Bubble tea became popular mainly among Gen-Z and millennials. On January 29, 2020, Unicode Consortium announced that the drink would have its own emoji. Now, Google has selected the same day to celebrate the popularity of this iconic drink across the globe through an absolutely adorable doodle. It also came with a description, reading, ”Satisfy your craving and make a yummy cup of bubble tea in today’s interactive Doodle, which features Taiwan’s indigenous Formosan Mountain Dog as well as a crew of familiar Doodle characters!”
Google’s interactive doodle permits bubble tea lovers to create their own concoctions and run a shop. Wondering how? First, you have to click on the doodle and an animation will start playing on the screen.
The player takes the role of a Formosan Mountain Dog, who runs a bubble tea stall in the middle of a rainy forest. To prepare the drink, users have to simply fill the cup with all the ingredients including milk, sugar, boba balls, among others. You will have to fill five orders before closing shop for the day. Whenever you serve a satisfying drink, the customers line up their straws and poke through the lid.

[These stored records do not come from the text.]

PR #2192, opened 2025-07-16
test: Add ws-container scenario

martinpitt:
Let's deprecate the "native rpm" rhel-8-10 scenario. We won't ever update RHEL 8 to the current upstream versions. Instead, let's make sure that RHEL 8 keeps working with recent cockpit/ws containers or the flatpak in beiboot mode.

Split off the rpm/beiboot specific bits of test image preparation into their own scripts.

---

 - [x] Builds on top of #2191

### DIFF
--- a/Makefile
+++ b/Makefile
@@ -23,6 +23,15 @@ TAR_ARGS = --sort=name --mtime "@$(shell git show --no-patch --format='%at')" --
 
 VM_CUSTOMIZE_FLAGS =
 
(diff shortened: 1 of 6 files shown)


martinpitt:
Cool, [works](https://logs-cockpit.apps.ocp.cloud.ci.centos.org/pull-2192-a48da865-20250716-071306-rhel-8-10-ws-container/log.html)! :sunglasses: Waiting for the dependent PR and flake fixes to land.

jelly (approved):
Thanks!

PR #2199, opened 2025-07-21
pixels: mock created column in Image table

tomasmatus:
Variable length of relative time when the image was created can cause pixel-test failures.


martinpitt (approved):
Cheers! This is much better.

PR #2200, opened 2025-07-21
pixels: mock ID column in Image table

tomasmatus:


tomasmatus:
[pixels looks good](https://logs-cockpit.apps.ocp.cloud.ci.centos.org/pull-2200-fc3d5217-20250721-135200-fedora-42/log.html)

jelly (approved):
Thanks, next time please mention that this is now mocked as the ID's aren't always the same length

PR #2202, opened 2025-07-23
packit: Fix test job indentation

martinpitt:
This is harmless, but still looks weird.


martinpitt:
hmm, C10s-image-mode still doesn't start, so that remains a bug on the packit/TF side. So the wrong indentation doesn't matter after all. let's still clean it up.

jelly (approved):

Along with the doodle, Google in its special piece reflected upon the history of bubble tea. It mentioned how the Taiwanese drink first started as a local treat and exploded in popularity over the last few decades. Not many know bubble tea has its roots in the traditional Taiwanese tea culture of the 17th century. However, it wasn’t until the 1980s that the bubble tea we know today was invented.